Branch Predictors
The last improvement to the front end has to do with the branch predictors. The efficiency of branch prediction algorithms becomes crucial in architectures that need high levels of instruction parallelism. A branch breaks the parallelism because it necessitates waiting for the result of a preceding instruction before execution of the flow of instructions can be continued. Branch prediction determines whether or not a branch will be taken, and if it is, quickly determines the target address for continuing execution. No complicated techniques are needed to do this; all that’s needed is an array of branches—the Branch Target Buffer (BTB)—that stores the results of the branches as execution progresses (Taken or Not Taken and target address) and an algorithm for determining the result of the next branch.

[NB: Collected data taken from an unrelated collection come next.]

Issue #2702, opened 2019-07-09
Package structure: org.http4s.$role.$backend or org.http4s.$backend.$role 


rossabaker:
This discussion [originated in the ember PR](https://github.com/http4s/http4s/pull/2696#discussion_r300818868), but we didn't have a strong consensus.  Ember is `org.http4s.ember.client`.  Blaze (and all other backends) are `org.http4s.client.blaze`.  There are good reasons for both, but I think consistency is better than either argument.  Let's standardize on one.

Quoting a fool:

> One thing that we all got right is to have both $backend and (server | client) in the package name. The Jetty server is older than the Jetty client, but we were able to add the client without moving the server later. So it's really a matter of which comes first. I'd like us to be consistent. I'm willing to consider deprecating and moving the other backends with a scalafix.
>
> 1. There's more package-private code in ember than there is in server and client, so ember benefits from this convention. The alternative is to leave ember-core in org.http4s.ember, but make everything private[http4s].
> 2. There's also quite a bit in blaze, which could benefit from backend-first. But org.http4s.blaze is the blaze project's package, so we need to be very careful about polluting that namespace. We've solved that today with a blazecore for the shared code, all private[http4s]. We could maybe move non-http4s blaze out of org.http4s, but to where? That's a lot of moving for something nobody has complained about.
> 3. There's no shared http4s-jetty code between server and client. If there were, the ember convention would be a little nicer.
> 4. No other backend has both a server and client. These can all benefit slightly from the current convention, with package-private server and client helpers. But the one and only that exists right now is DefaultClient.
>
> Points 3 and 4 are weak. 1 is a good argument for change. 2 is a good argument for the status quo.

rossabaker:
If ember stands its ground, we'll need to scalafix the heck out of a lot of other things.

rossabaker:
I can't find a single instance of us sharing private server or client components between backends, but many instances in blaze and ember of sharing backend components between server and client.  That suggests `$backend.$role`.

$backend will also more naturally reflect our repo organization, where `org.http4s.$backend` usually lives in `http4s-$backend` repo.

I think we should move in this direction, and I know @ChristopherDavenport will be happy.

rossabaker:
#4702 is a good template for this, and we could use some help.

rossabaker:
* [ ] client.asynchttpclient -> asynchttpclient.client
* [ ] client.blaze -> blaze.client
* [ ] blazecore -> blaze 
[...]

PR #4738, opened 2021-04-12
server.tomcat -> tomcat.server

rossabaker:
See #2702


rossabaker:
Needs a scalafix, and then it can be used as an example for others.

tomcat/src/main/scala/org/http4s/server/tomcat/TomcatBuilder.scala
```diff
@@ -31,10 +31,18 @@ import org.apache.catalina.util.ServerInfo
 import org.apache.coyote.AbstractProtocol
 import org.apache.tomcat.util.descriptor.web.{FilterDef, FilterMap}
 import org.http4s.internal.CollectionCompat.CollectionConverters._
+import org.http4s.server.{
+  DefaultServiceErrorHandler,
+  SSLClientAuthMode,
+  Server,
+  ServerBuilder,
+  ServiceErrorHandler
+}
```
rossabaker, line 40: So we lose these from the nested namespace, but whatever. They're public.

PR #740, opened 2024-10-21
fix: require proto-plus >= 1.25.0 for Python 3.13

### LINKED ISSUE #737: `proto-plus` >= 1.25 needed for python 3.13
The `setup.py` file should be updated to require `proto-plus` >= 1.25 for `python_version >=3.13` due to https://github.com/googleapis/proto-plus-python/issues/490

See release notes here: https://github.com/googleapis/proto-plus-python/releases/tag/v1.25.0

Add `"proto-plus >= 1.25.0, <2.0.0dev; python_version>='3.13'",` after the following line

https://github.com/googleapis/python-api-core/blob/46b3d3abaa1bae28e9d788d7c3006224cd6f74d5/setup.py#L34

parthea:
Fixes #737 🦕


parthea:
Wait for https://github.com/googleapis/proto-plus-python/issues/495

setup.py
```diff
@@ -31,7 +31,8 @@
 dependencies = [
     "googleapis-common-protos >= 1.56.2, < 2.0.dev0",
     "protobuf>=3.19.5,<6.0.0.dev0,!=3.20.0,!=3.20.1,!=4.21.0,!=4.21.1,!=4.21.2,!=4.21.3,!=4.21.4,!=4.21.5",
-    "proto-plus >= 1.22.3, <2.0.0dev",
+    "proto-plus >= 1.22.3, < 2.0.0dev",
+    "proto-plus >= 1.25.0, < 2.0.0dev; python_version >= '3.13'",
```
ohmayr, line 35: How does this work?

Let's say if I have python 3.13 installed in my environment, will it install a `proto-plus` version first that satisfies this requirement `"proto-plus >= 1.22.3, < 2.0.0dev",` (since it doesn't specify any Python version) and then update the version when it gets to this statement `"proto-plus >= 1.25.0, < 2.0.0dev; python_version >= '3.13'",`? If that's the case, we should update line 34 to be `"proto-plus >= 1.22.3, < 2.0.0dev"; python_version < '3.13'"`.

ohmayr (approved):

setup.py
ohmayr: Discussed this offline. No changes required here.

PR #746, opened 2024-10-25
chore: update templated files

parthea:
Update the post processor image to the version which includes the fix from https://github.com/googleapis/synthtool/pull/2028


ohmayr (approved):

ohmayr:
Can you explain why we're moving from staging to dev?

parthea:
The specific change to move from staging to dev is part of https://github.com/googleapis/synthtool/pull/2026. Based on internal issue b/374954111, the staging environment was deleted in favor of a dev environment.

PR #770, opened 2024-12-16
fix: memory leak in bidi classes

### LINKED ISSUE #769: Memory leak in bidi resources
Reported in python-firestore: https://github.com/googleapis/python-firestore/issues/985

It looks like some of the resources in BackgroundConsumer and ResumableBidiRpc are not being cleaned up properly on close, and preventing garbage collection. I ran the attached script, and can confirm I see the same thing

I opened https://github.com/googleapis/python-api-core/pull/770 to address the issue, but maybe someone with more familiarity with the classes can take a look as well

daniel-sanche:
Fixes https://github.com/googleapis/python-api-core/issues/769


google/api_core/bidi.py
```diff
@@ -717,6 +719,7 @@ def stop(self):
                     _LOGGER.warning("Background thread did not exit.")
 
             self._thread = None
+            self._on_response = None
```
daniel-sanche, line 722: This assumes you can't restart an instance after it has been stopped. The test cases and docstrings point to that being the case, but it's not completely clear

parthea: I think this is a reasonable assumption given that resources should be cleaned up when `close` is called. Regardless, we'll publish a pre-release to get feedback on this change before publishing a normal release.

parthea (approved):

parthea:
Thanks @daniel-sanche !

PR #793, opened 2025-02-14
feat: support dynamic retry backoff values

### LINKED ISSUE #792: Retry should generate sleep time after attempt
Currently our retry logic [pulls the next sleep time from the generator](https://github.com/googleapis/python-api-core/blob/7fbd5fda207d856b5835d0e0166df52e4819522a/google/api_core/retry/retry_streaming_async.py#L114) before starting an rpc. This allows us to [immediately fail with a ValueError](https://github.com/googleapis/python-api-core/blob/7fbd5fda207d856b5835d0e0166df52e4819522a/google/api_core/retry/retry_streaming_async.py#L192) if the generator stops providing backoff values

The downside of this approach is that the backoff is locked in before the rpc is attempted.

Bigtable [has a feature](https://github.com/googleapis/python-bigtable/issues/1064) where the server can provide a backoff value to the client for the next attempt. The design of Python's retry classes is flexible enough to allow this, except for the fact that the next backoff value is locked in early.

To support this feature, I suggest that we only call the backoff generator when we are ready for the next sleep.

This change would break some existing tests, because faulty backoff generators now won't be caught until after the first rpc has failed. But I don't believe real code should be impacted

daniel-sanche:
This PR moves backoff generation until after an rpc is complete and on_error callbacks have been called. This gives the client a chance to change what backoff value is used based on the error details.

This feature is required for Bigtable, where the backend can send retry_info packets to inform the client on how long to wait before a retry

Fixes https://github.com/googleapis/python-api-core/issues/792


google/api_core/retry/retry_streaming.py
```diff
@@ -107,8 +107,9 @@ def retry_target_stream(
         time.monotonic() + timeout if timeout is not None else None
     )
     error_list: list[Exception] = []
+    sleep_iter = iter(sleep_generator)
 
-    for sleep in sleep_generator:
+    while True:
```
parthea, line 112: Please could you file a follow up bug to refactor this code to add another exit condition? It's not ideal to use `while True` because there could be a scenario where the code is stuck in the while loop forever. Please could you add a comment clarifying the reason this loop will never be stuck indefinitely? If there is any doubt, we may need to block this PR until another exit condition is added. Otherwise, this is a non-blocking comment. Applies throughout.

parthea (commented):
Local testing looks good. Test results in https://github.com/googleapis/gapic-generator-python/pull/2359 look good. I'm also waiting for test results in cl/736133031. Once the tests in cl/736133031 pass and we are confident that there won't be an infinite loop ( due to use of `while True` without another exit condition), we can move forward with this PR.

google/api_core/retry/retry_streaming.py
daniel-sanche: The logic should be the same as before. We've always relied on the wrapped function to tell us when to terminate (either by returning, or raise an exception)

When writing the code though, I did consider that now might be a good time to add a [max_attempts argument](https://github.com/googleapis/python-api-core/issues/535) as well, which would give us an exit condition here. Do you think I should consider implementing that as well? Or maybe adding a TODO referencing that it will come later?

parthea: If there is no concern that there will be an infinite loop (eg. same behavior as before), a TODO comment will be sufficient. In terms of functional testing, I haven't been able to create a problem locally.

daniel-sanche: sounds good, just added the comment

google/api_core/retry/retry_base.py
```diff
@@ -212,6 +214,12 @@ def _retry_error_helper(
         raise final_exc from source_exc
     if on_error_fn is not None:
         on_error_fn(exc)
+    # next_sleep is fetched after the on_error callback, to allow clients
+    # to update sleep_iterator values dynamically in response to errors
+    try:
+        next_sleep = next(sleep_iterator)
```
parthea, line 220: Please could you add a regression test which requires this new functionality? If this functionality is removed, the tests in this PR still pass.

daniel-sanche: FWIW, there shouldn't be new functionality, this is just moving what used to be [at the top of the loop](https://github.com/googleapis/python-api-core/blob/a5648faf31c30158d59a3127ea37f7c9911ff765/google/api_core/retry/retry_streaming.py#L111) to the bottom

But yeah, I can probably come up with a test that tests the new sequencing of events if you think that would be helpful to have

parthea: The specific ask is for a test that fails at `main` without the code changes in this PR to avoid regressions after this PR is merged.

daniel-sanche: Yeah sounds good, I'll add a test for the sequencing (it might slip to next week though)

parthea:
I'm going to move this to draft until a regression test is added. Please mark it as ready to review when this PR is ready.

parthea (approved):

Intel hasn’t provided details on the algorithm used for their new predictors, but it is known that they are now two-level predictors. the first level is unchanged from the Conroe architecture, but a new level with slower access that can store more branch history has been added. According to Intel, this configuration improves branch prediction for certain applications that use large volumes of code, such as databases—more evidence of Nehalem’s server orientation. Another improvement is to the Return Stack Buffer, which stores the return addresses of functions when they’re called. In certain cases this buffer can overflow, which could lead to faulty predictions. To limit that possibility, AMD increased its size to 24 entries, whereas with the Nehalem Intel has introduced a renaming system for this buffer.